2. Comparison of Compensation Queries
To illustrate the total compensation for each employee, including their base salary and commission, the following SQL query can be utilized:
SELECT e.EmpFirstName,
e.EmpLastName,
e.YrlySalary + COALESCE(SUM(i.InvAmount * e.CommissionRate), 0) AS TotalCompensation
FROM Employee e
LEFT JOIN Invoice i ON e.EmpNumber = i.EmpNumber
WHERE e.DepartmentID = (SELECT DepartmentID FROM Department WHERE DepartmentDescription = 'Sales')
AND MONTH(i.InvDate) = 12
AND YEAR(i.InvDate) = YEAR(CURDATE())
GROUP BY e.EmpNumber;
This query takes into account both fixed salaries and commission earnings, employing a LEFT JOIN to ensure all employees are listed. The use of COALESCE allows for handling employees with no sales data while still reflecting their salary in the results.
3. Ensuring Referential Integrity
Referential integrity is crucial in maintaining consistent, accurate relationships among the database tables. Key considerations include:
- Primary Keys: Each table should have a primary key that uniquely identifies records.
- Foreign Key Constraints: These should be employed to restrict entries to only valid identifiers, like ensuring that the EmpNumber in Invoice references an existent employee.
- Data Type Consistency: Ensuring that foreign keys correspond closely in type and size with their referenced primary keys.
- Cascade Options: Implementing cascading deletes or updates can also help in maintaining integrity by ensuring that relational associations remain valid after data changes.
4. Object-Oriented Model and Relationships
The interrelationship among tables can be graphically represented using an Object-Oriented model, showcasing relationships as follows:
- 1:M (One-to-Many): Employee to Invoice, where one employee can have multiple invoices.
- 1:1 (One-to-One): Department to Job, where each job can be designated to one department.
- M:1 (Many-to-One): InvoiceLine to Invoice, where multiple invoice line items can belong to one invoice.
5. Entities and Attributes
The entities within these data sets include:
- Employee: EmpNumber, EmpFirstName, EmpLastName, CommissionRate, YrlySalary, DepartmentID, JobID.
- Invoice: InvNumber, InvDate, EmpNumber, InvAmount.
- Product: ProductNumber, ProductDescription, ProductCost.
- Department: DepartmentID, DepartmentDescription.
- Job: JobID, JobDescription.
6. Utilization of Big Data
Big Data can significantly enhance the productivity and forecasting capabilities of the organization through:
- Predictive Analytics: Analyzing historical purchase data to determine future trends, enhancing inventory management.
- Customer Insights: Leveraging customer data to refine marketing strategies, specifically targeting demographics with relevant promotions.
- Operational Efficiency: Streamlining operations based on data-driven metrics, thereby improving turnaround times for sales and logistics.
Conclusion
This analysis has provided a comprehensive overview of the necessary strategies for database design and management, focusing on sales commission processing and the broader implications of data integrity and utilization of analytics.
References
- Elmasri, R., & Navathe, S. B. (2015). Fundamentals of Database Systems. Pearson.

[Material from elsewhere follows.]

PR #387, opened 2020-08-27
Move prediction interval API to base classes

big-o:

Most of the code in `ThetaForecaster` for computing prediction intervals is applicable to all forecasters. I've moved that code out into the base classes (`_base.py` and `_sktime.py`), leaving only the parts that are specific to the Theta algorithm in `ThetaForecaster`.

- Rob, P., & Coronel, C. (2016). Database Systems: Design, Implementation, & Management. Cengage Learning.
- Date, C. J. (2012). An Introduction to Database Systems. Pearson.
- Hoffer, J. A., Venkataraman, R., & Topi, H. (2013). Modern Database Management. Pearson.
- Connolly, T. M., & Begg, C. (2015). Database Systems: A Practical Approach to Design, Implementation, and Management. Pearson.
- Hernandez, M. J. (2020). Data Management for Researchers: Organize, Maintain and Share Your Data for Research Success. Facet Publishing.
- McKinsey Global Institute. (2011). Big Data: The Next Frontier for Innovation, Competition, and Productivity.
- IBM. (2013). A New Era of Data. IBM Big Data Analytics.
- Oracle. (2020). Cloud Applications and Data Management Solutions.
- Microsoft. (2021). Azure Data Services: Modern Data Management and Analytics.